Dicho de otra manera, CLT es una teoría estadística que establece que dado un tamaño de muestra suficientemente grande de una población con un nivel finito de varianza, la media de todas las muestras de la misma población será aproximadamente igual a la media de la población. Además, todas las muestras seguirán un patrón de distribución normal aproximado, siendo todas las varianzas aproximadamente iguales a la varianza de la población, dividida por el tamaño de cada muestra.

Conclusiones clave

  • El teorema del límite central (CLT) establece que la distribución de las medias muestrales se aproxima a una distribución normal a medida que aumenta el tamaño de la muestra.
  • Los tamaños de muestra iguales o superiores a 30 se consideran suficientes para que el CLT se mantenga.
  • Un aspecto clave de CLT es que el promedio de las medias de la muestra y las desviaciones estándar serán iguales a la media y la desviación estándar de la población.
  • Un tamaño de muestra suficientemente grande puede predecir con precisión las características de una población.

Aunque este concepto fue desarrollado por primera vez por Abraham de Moivre en 1733, no fue nombrado formalmente hasta 1930, cuando el célebre matemático húngaro George Polya lo denominó oficialmente el Teorema del límite central.1

Comprensión del teorema del límite central (CLT)

Según el teorema del límite central, la media de una muestra de datos estará más cerca de la media de la población general en cuestión, a medida que aumenta el tamaño de la muestra, a pesar de la distribución real de los datos. En otras palabras, los datos son precisos si la distribución es normal o aberrante.

Como regla general, los tamaños de muestra iguales o superiores a 30 se consideran suficientes para que se mantenga el CLT, lo que significa que la distribución de las medias muestrales se distribuye de manera bastante normal. Por lo tanto, cuantas más muestras se tomen, más los resultados graficados tomarán la forma de una distribución normal.

El teorema del límite central presenta un fenómeno en el que el promedio de las medias muestrales y las desviaciones estándar son iguales a la media y la desviación estándar de la población, lo que es extremadamente útil para predecir con precisión las características de las poblaciones.

El teorema del límite central en finanzas

El CLT es útil cuando se examinan los rendimientos de una acción individual o índices más amplios, porque el análisis es simple, debido a la relativa facilidad de generar los datos financieros necesarios. En consecuencia, los inversores de todo tipo confían en el CLT para analizar la rentabilidad de las acciones, construir carteras y gestionar el riesgo.

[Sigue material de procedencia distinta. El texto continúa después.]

PR #276, opened 2024-09-07
fix: add minter check

ahramy:
[AXE-4774](https://axelarnetwork.atlassian.net/browse/AXE-4774)
- Require to add check that the minter isn’t equal to ITS.
- Added test coverage.

[AXE-4774]: https://axelarnetwork.atlassian.net/browse/AXE-4774?atlOrigin=eyJpIjoiNWRkNTljNzYxNjVmNDY3MDlhMDU5Y2ZhYzA5YTRkZjUiLCJwIjoiZ2l0aHViLWNvbS1KU1cifQ

### DIFF
--- a/contracts/InterchainTokenFactory.sol
+++ b/contracts/InterchainTokenFactory.sol
@@ -140,7 +140,6 @@ contract InterchainTokenFactory is IInterchainTokenFactory, ITokenManagerType, M
         if (initialSupply > 0) {
             minterBytes = address(this).toBytes();
         } else if (minter != address(0)) {
-            if (minter == address(interchainTokenService)) revert InvalidMinter(minter);
             minterBytes = minter.toBytes();
         }
 
--- a/contracts/InterchainTokenFactory.sol
+++ b/contracts/InterchainTokenFactory.sol
@@ -140,6 +140,7 @@ contract InterchainTokenFactory is IInterchainTokenFactory, ITokenManagerType, M
         if (initialSupply > 0) {
             minterBytes = address(this).toBytes();
         } else if (minter != address(0)) {
+            if(minter == address(interchainTokenService)) revert InvalidMinter(minter);
             minterBytes = minter.toBytes();
         }
 
@@ -202,6 +203,7 @@ contract InterchainTokenFactory is IInterchainTokenFactory, ITokenManagerType, M
 
             if (minter != address(0)) {
                 if (!token.isMinter(minter)) revert NotMinter(minter);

Digamos, por ejemplo, que un inversor desea analizar el rendimiento general de un índice bursátil que comprende 1000 acciones. En este escenario, ese inversor puede simplemente estudiar una muestra aleatoria de acciones para cultivar los rendimientos estimados del índice total. Se deben muestrear al menos 30 acciones seleccionadas al azar, en varios sectores, para que se mantenga el teorema del límite central. Además, las acciones previamente seleccionadas deben intercambiarse con diferentes nombres, para ayudar a eliminar el sesgo.